### Exercise input

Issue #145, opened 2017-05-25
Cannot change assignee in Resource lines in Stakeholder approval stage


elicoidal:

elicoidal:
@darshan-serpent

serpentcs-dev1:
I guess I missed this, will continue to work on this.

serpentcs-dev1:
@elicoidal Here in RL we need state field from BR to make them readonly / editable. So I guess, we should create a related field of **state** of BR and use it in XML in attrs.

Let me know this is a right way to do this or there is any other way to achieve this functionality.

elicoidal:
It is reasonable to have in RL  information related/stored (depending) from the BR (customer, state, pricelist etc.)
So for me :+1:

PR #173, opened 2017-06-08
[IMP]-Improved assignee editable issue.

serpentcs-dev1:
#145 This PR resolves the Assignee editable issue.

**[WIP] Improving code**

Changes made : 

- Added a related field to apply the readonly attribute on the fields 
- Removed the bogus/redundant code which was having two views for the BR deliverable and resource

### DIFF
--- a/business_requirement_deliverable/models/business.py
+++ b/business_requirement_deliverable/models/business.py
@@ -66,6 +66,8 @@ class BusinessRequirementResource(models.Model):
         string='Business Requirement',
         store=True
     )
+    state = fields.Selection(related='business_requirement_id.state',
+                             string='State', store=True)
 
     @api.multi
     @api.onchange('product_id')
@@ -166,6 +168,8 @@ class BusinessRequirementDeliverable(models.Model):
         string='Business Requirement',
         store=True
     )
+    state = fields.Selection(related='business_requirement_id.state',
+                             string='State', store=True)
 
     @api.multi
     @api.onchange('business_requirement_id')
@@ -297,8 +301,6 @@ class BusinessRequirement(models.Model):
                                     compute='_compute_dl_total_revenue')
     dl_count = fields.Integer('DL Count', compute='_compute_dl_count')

### Problem description
Produce the entries above once more, identical in every detail.

### Solution to this problem
Issue #145, opened 2017-05-25
Cannot change assignee in Resource lines in Stakeholder approval stage


elicoidal:

elicoidal:
@darshan-serpent

serpentcs-dev1:
I guess I missed this, will continue to work on this.

serpentcs-dev1:
@elicoidal Here in RL we need state field from BR to make them readonly / editable. So I guess, we should create a related field of **state** of BR and use it in XML in attrs.

Let me know this is a right way to do this or there is any other way to achieve this functionality.

elicoidal:
It is reasonable to have in RL  information related/stored (depending) from the BR (customer, state, pricelist etc.)
So for me :+1:

PR #173, opened 2017-06-08
[IMP]-Improved assignee editable issue.

serpentcs-dev1:
#145 This PR resolves the Assignee editable issue.

**[WIP] Improving code**

Changes made : 

- Added a related field to apply the readonly attribute on the fields 
- Removed the bogus/redundant code which was having two views for the BR deliverable and resource

### DIFF
--- a/business_requirement_deliverable/models/business.py
+++ b/business_requirement_deliverable/models/business.py
@@ -66,6 +66,8 @@ class BusinessRequirementResource(models.Model):
         string='Business Requirement',
         store=True
     )
+    state = fields.Selection(related='business_requirement_id.state',
+                             string='State', store=True)
 
     @api.multi
     @api.onchange('product_id')
@@ -166,6 +168,8 @@ class BusinessRequirementDeliverable(models.Model):
         string='Business Requirement',
         store=True
     )
+    state = fields.Selection(related='business_requirement_id.state',
+                             string='State', store=True)
 
     @api.multi
     @api.onchange('business_requirement_id')
@@ -297,8 +301,6 @@ class BusinessRequirement(models.Model):
                                     compute='_compute_dl_total_revenue')
     dl_count = fields.Integer('DL Count', compute='_compute_dl_count')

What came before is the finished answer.